Tuesday, October 03, 2006

uh-huh life's like this!

When I was in my teens, I used to think life was so simple. One day I will meet a nice, handsome boy, we'll fall in love, get married and produce our 3 babies!! Sigh! Am I disappointed! Now, I find a brand new route to trek on every day.

1- There are those people that I love, but only as friends, and can't even think of anything more.
2- There are others who I love, and think of as possible marriage material, but of course this category will never love me back - life can't be that easy!
3- Then there is the third kind - the ones I think of as marriage material, but for some vague reason(x-factor, anyone?) just don't feel like marrying them. (what's that even supposed to mean???)
4 - OOh the eye candy batch - those who I love to stare at, think about when I am blue --> just pure CC(chaksu c*&^) mat'l!
5- Of course my fav types - the lust factor group. Those who I crave for, but a relationship - no way. But at the same time, I am not happy just staring at them. Even though I know they are so not good for me, I want something more . . . and at the back of my mind, I know that's just another way to complicate things further - but that doesn't stop me, does it??

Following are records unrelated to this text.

Issue #2960, opened 2026-06-10
CSRF default-on decision (5.0): flip the default after the detect-and-warn deprecation window


bpamiri:
## Problem

CSRF protection is opt-in and silently disabled by the documented `config()` override footgun. `vendor/wheels/controller/csrf.cfc:18-20, 37-51` no-ops unless `StructKeyExists(variables.$class, "csrf")`; CSRF is wired only via the generated base controller (`cli/lucli/templates/app/app/controllers/Controller.cfc:23-25`), which itself doesn't call `super.config()`. Any child controller overriding `config()` without `super.config()` silently disables CSRF for that controller, with no error or startup warning. Verified against `origin/develop` @ `8971094`.

This is a recurring footgun (tracked around #2845; see also project memory on the `super.config()` chain fragility). Prior remediation chose docs + generator templates that call `super.config()`.

## Impact

A developer who overrides `config()` in a controller — a common, documented pattern — without calling `super.config()` silently ships that controller with CSRF disabled and no warning. The protection's presence is invisible and easy to drop.

## Suggested approach

This is a deliberate behavior change for every existing app, so it needs an upgrade-path design rather than an autonomous flip:
- Either enforce CSRF at the dispatch/middleware layer (independent of per-controller `config()`), or
- Detect-and-warn at startup when a controller overrides `config()` without calling `super.config()`.
- If making CSRF default-on, design a deprecation window / upgrade note so existing apps are not broken silently.

## Acceptance criteria

- [ ] A controller overriding `config()` without `super.config()` either keeps CSRF active or emits a clear startup/dev warning.
- [ ] If the default flips on, an upgrade path and `wheels upgrade check` advisory exist.
- [ ] Specs cover the override-without-super.config() case.

## Source

Internal multi-agent framework review 2026-06-09, wave 2 (issues phase). Findings: security-pass SEC-10 (S5), followups SEC-10.

bpamiri:
**Maintainer call (2026-09-08):** Remains parked for **5.0**. No work this week (including no 4.x doctor/startup warn). Revisit when 5.0 packaging/shape is clearer.

Issue #3063, opened 2026-06-12
Documented config/services.cfm snippet (`var di = injector();`) crashes the entire app at boot on Adobe CF


bpamiri:
## Summary

The DI registration snippet shown in the dependency-injection guide and CLAUDE.md:

```cfm title="config/services.cfm"
var di = injector();
di.map("emailService").to("app.lib.EmailService").asSingleton();
```

is a **compile-time error on Adobe CF** (top-level `var` in an included template). Because the file is included during `onApplicationStart`, the whole application fails to start: every request returns HTTP 500, and the real error is masked by a secondary onError failure (`Element WHEELS.ENGINEADAPTER is undefined ...`), making this brutal to debug. Lucee accepts the same file — so the documented pattern works on Lucee and takes down Adobe.

## Repro (wheels-test-adobe2023:v1.0.1, develop @ f668c5010)

```bash
cat > config/services.cfm <<'EOF'
<cfscript>
var di = injector();
di.map("probeService").to("app.lib.ProbeService").asSingleton();
</cfscript>
EOF
# boot the adobe2023 harness, then:
curl -s -o /dev/null -w '%{http_code}\n' 'http://localhost:61753/'   # -> 500 (every request)
```

- Instrumenting the file with `writeLog` lines shows the FIRST line never executes → compile-time failure, not runtime.
- Removing only the `var` keyword (`di = injector();`) boots clean; all registrations work (`di.map(...)` on an Injector instance is fine on Adobe — the struct `.map()` collision does not apply here).
- The same file with `var` boots fine on lucee7.

## Root cause

Adobe CF rejects `var` declarations at the top level of an included template; `config/services.cfm` is included via `$includeConfig()` during `onApplicationStart`, so the parse failure aborts application start, and the onError fallback then fails secondarily, masking the original message.

## Proposed direction

1. **Docs:** change the snippets to `local.di = injector();` (the file is included inside `$includeConfig()`, a function context, so `local.` is valid on both engines) or unscoped assignment. Affected: `web/sites/guides/src/content/docs/v4-0-0/core-concepts/dependency-injection.mdx` (~line 31), CLAUDE.md "DI Container Quick Reference", any other services.cfm examples using top-level `var`.
2. **Framework hardening (recommended):** wrap the `$includeConfig()` include so a template compile/parse failure is logged with the offending file name ("config/services.cfm failed to compile: \<msg\>") instead of cascading into the masked onError 500.
[...]

PR #3291, opened 2026-07-06
feat(cli): wheels generate auth — session/token/jwt scaffold on the auth primitives

### LINKED ISSUE #3155: feature: wheels generate auth — session auth scaffold on the existing wheels.auth primitives

bpamiri:
Closes #3155. Part of #2962.

Implements `wheels generate auth` — a one-command authentication scaffold built on the existing `wheels.auth` primitives (`PasswordHasher`, `Authenticator`, `SessionStrategy`/`TokenStrategy`/`JwtStrategy`), following the Phoenix/Rails-8 shape recommended by the wheels-bot cross-framework research on the issue.

> **Stacked PR:** this branch is based on #3288 (`peter/issue-3155-password-hasher`), which is still open. The `PasswordHasher` commit will fall out of this diff automatically once #3288 merges. Merge #3288 first.

## Approved design decisions

The maintainer signed off on 2026-07-06 on the design calls flagged in the issue and the bot's research comment:

- **Session flow as the default strategy** (`--strategy=session`).
- **`--strategy=token` and `--strategy=jwt` API variants included in v1** — both emit `app/controllers/api/Sessions.cfc` (no views).
- **Registration ON by default**, opt out with `--no-registration` (session strategy only; noted as not-applicable for token/jwt).
- **CFML session-scope storage** via `SessionStrategy` — no DB sessions table.
- **Code-you-own upgrade policy**: stamped header on every generated file; upgrade by re-running with `--force` and reviewing `git diff`. Marker-delimited config blocks are replaced in place, never duplicated. Migrations are never overwritten.
- **PBKDF2 hashing via the `PasswordHasher` service** (from #3288) — resolves the cross-engine bcrypt gap the bot's fix-hold flagged.

## What it generates

**Session (default):**
- `app/models/User.cfc` — transient `password` property validated (presence on create, unique+format email, confirmation, 12-char minimum), hashed into `passwordDigest` in `beforeSave` and scrubbed; `authenticate()` with transparent rehash-on-login; single-use SHA-256-digested reset tokens (2h expiry, burned on use); `protectedProperties()` guards mass assignment.
- `app/controllers/Sessions.cfc`, `Passwords.cfc`, `Registrations.cfc` — every `config()` calls `super.config()` first (the #2960 CSRF footgun), all-named `verifies(...)`, injection-safe query-builder finders.
- `startFormTag`-based views (CSRF token automatic), `cfparam`'d, plain semantic HTML.
- `app/migrator/migrations/<ts>_create_users_table.cfc` — `t.string(columnNames=...)` style, `timestamps()`, unique email index.
- Marked blocks (`// wheels:generate-auth:*`) injected into `config/routes.cfm` (before root/wildcard), `config/services.cfm` (created if absent — `passwordHasher`/`authenticator`/`sessionStrategy` singletons), and `app/events/onapplicationstart.cfm` (strategy registration, per the documented wiring).
- App specs: `tests/specs/models/UserAuthSpec.cfc`, `tests/specs/controllers/SessionsControllerSpec.cfc`.

**Token:** same model + migration plus `apiTokenDigest`; `api/Sessions.cfc` mints an opaque token (plaintext returned once, only the SHA-256 digest stored), `DELETE` revokes; `TokenStrategy` wired with a **hoisted** validator closure (Cross-Engine Invariant 5).

**JWT:** `api/Sessions.cfc` mints JWTs via `JwtService`; `WHEELS_JWT_SECRET` read from the environment and **startup fails loudly** when missing/shorter than 32 bytes; no-server-side-revocation documented in the generated header.

## Tests

- New `cli/lucli/tests/specs/services/GenerateAuthSpec.cfc` (31 specs): dispatch reaches `generateAuth` via the `generate()` switch, per-strategy file sets, `--no-registration` omissions, force-overwrites/refuses-without-force, marker idempotency across re-runs, comment-stripped `super.config()`-first scans of every emitted controller, and a no-inline-closure-as-constructor-arg guard.
- Full CLI suite against this branch (worktree server, `/wheels/cli/tests?format=json`): **1122 pass, 0 fail, 0 error**.
- Hand-verified end-to-end by running the generator (all three strategies, plus `--no-registration`) into temp project dirs through the dev server and eyeballing the emitted files and injected blocks (routes land before `.wildcard()`/`.root()`, services/bootstrap blocks correctly wrapped). A full `wheels new` boot test was **not** run.

## Docs

- `wheels generate auth` section + type-table row in the CLI code-generation reference.
- "Scaffold it in one command" lead-in (with flags table) at the top of `digging-deeper/authentication-patterns.mdx`.
- Changelog fragment `changelog.d/3155-generate-auth.added.md`.


bpamiri:
## Shepherd round 1 — review hardening pushed (2313810)

Addressed the wheels-bot review plus an internal adversarial pass. CLI suite locally: **1134 pass / 0 fail / 0 error** (GenerateAuthSpec 31 → 43 specs).

**Bot Correctness item (token revoke Authorization reachability) — verified, it was real.** `Global.cfc::$cgiScope()` builds `request.cgi` from a fixed key allowlist that does not include `http_authorization`, and Wheels never sets `request.headers`, so `authenticate(request)` could never see the bearer token and `DELETE /api/session` always 401'd. Fixed template-side: the token controller now reads `GetHttpRequestData(false).headers` and hands the strategy an explicit `{cgi: {http_authorization: ...}}` context (shape verified against `TokenStrategy.$extractFromHeader`). The same gap in the pre-existing guide filter pattern is a framework/docs follow-up outside this PR's scope.

**Bot Conventions item (`.end()` routes fallback) — taken.** The last-`.end()` fallback could park routes after `.wildcard()` where they never match; the generator now skips with a manual-insert note instead, and the three routes-anchor edge paths are covered by new specs.

**Internal review fixes in the same push:**
- **Blocker (cross-engine, #3063 class):** all three bootstrap templates emitted template-level `var` into `app/events/onapplicationstart.cfm` — an Adobe CF compile error that 500'd every request of every generated app on Adobe 2018–2025. Bootstrap variables are now `local.`-scoped, with regression specs per strategy; the guide's four init-hook snippets taught the same pattern and were fixed with a caution aside.
- **High:** blank-password reset burned the token, reported success, and kept the old password valid. `Passwords##update` now rejects blanks with a field error before clearing the token (spec pins the guard ordering).
- Login timing oracle: dummy PBKDF2 derivation on unknown emails in all three login controllers; headers + CLI next-steps now recommend `wheels.middleware.RateLimiter` on credential endpoints.
- Generated Sessions spec called `processAction("create", params)` — the only parameter is `includeFilters`, so it silently disabled before-filters; now `processAction()`.
- Scaffold rollback now runs on any failure (not just typed ScaffoldErrors), so an IO error mid-run can't leave a half-generated scaffold.
- Passwords header documents that reset does not invalidate live sessions; next-steps call out wiring reset-email delivery (the `create()` TODO).

bpamiri:
## Round 2 — runtime verification done (the bot's residual ask), two real defects found and fixed

Commit `2be96af05`. Per the reviewer's residual item ("boot the token/jwt API paths once against a live app"), I scaffolded three fresh apps with the worktree CLI (`wheels new` → `wheels generate auth` → `server run`, Lucee 7 + SQLite) and drove every strategy end-to-end. The exercise caught **two runtime defects** that the string-level CLI specs structurally cannot see — exactly why the reviewer asked for it.

### Defect 1 — every new-account creation failed validation (all three strategies)

`passwordDigest` is an `allowNull=false` column, so Wheels auto-registers `validatesPresenceOf(passwordDigest)` (`Model.cfc:224-257`). The generated model populates the digest in the `beforeSave` callback — which runs **after** validation — so every `save()` of a new record failed with `Password Digest can't be empty`. Registration (`POST /register`), programmatic creation, `wheels seed`, and the generated `UserAuthSpec` round-trip spec were all broken out of the box. This is the exact trap the authentication-patterns guide documents (its stopgap hashes in `beforeValidation`; the generator hashes in `beforeSave` so plaintext length/confirmation validate first — hence the different fix).

**Fix:** `property(name="passwordDigest", automaticValidations=false)` in the model template — the documented per-property opt-out. Presence stays guaranteed transitively: `validatesPresenceOf(password)` on create feeds the hashing callback, and the DB NOT NULL constraint is the backstop. Validate-plaintext-then-hash ordering is preserved.

### Defect 2 — token/jwt controllers 500'd on every request

`app/controllers/api/Sessions.cfc` extended the bare `"Controller"`, which cannot resolve from a subfolder: every request failed with `invalid component definition, can't find component [Controller]`. **Fix:** `extends="app.controllers.Controller"`, matching the admin generator's namespaced-controller convention (pinned by `AdminGeneratorTest`).

### Verified live (after fixes, from regenerated templates — no hand patching)

| Strategy | Checks |
|---|---|
| **token** | `POST /api/session` valid → 201 + opaque token; wrong password → 401; unknown email → 401 (timing-dummy path, comparable latency); `DELETE /api/session` with `Authorization: Bearer` → `{revoked: true}` (**confirms the Authorization-header handoff works at runtime**); same token again → 401 `Invalid or expired token`; no header → 401 |
| **jwt** | valid creds → 201 + 3-segment HS256 JWT with `sub`/`email`/`iat`/`exp` claims (`exp − iat = 3600`); wrong password → 401; `DELETE` → stateless-revocation doc message |
| **session** | `GET /register` → CSRF-tokened form; `POST /register` → 303 + `Welcome!` flash (account created + logged in); wrong-password login → re-render with uniform error; correct login → 303 + `Welcome back.` flash |

Also verified along the way: `wheels migrate latest` applies the generated migration cleanly, the routes block lands at the `// CLI-Appends-Here` anchor before `.wildcard()`, and the bootstrap registers the strategy on first boot.

### Tests

Three new specs pin the fixes (digest auto-validation opt-out asserted for all three strategy fixtures; `app.controllers.Controller` extends asserted for token and jwt). Full CLI suite against the worktree: **1137 pass / 0 fail / 0 error** (+3 vs. the previous round's 1134).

Of course with each passing day, the above intertwine and I come up with new combo's. And to add to all of these, being desi doesn't help. We desis are never satisfied, and so go about mastering the art of making the complicated just a little more complicated. We add all the wonderful prerequisites of religion, caste, sub-caste, state, food, class, language, color and what not.

Which all brings me to my subject, the start of a lovely Avril number - "Complicated":

uh-huh
life's like this
uh-huh
that's the way it is
chill out
what you yellin' for
lay back
it's all been done before


*Muah* to all those who put up with me through my PMS days.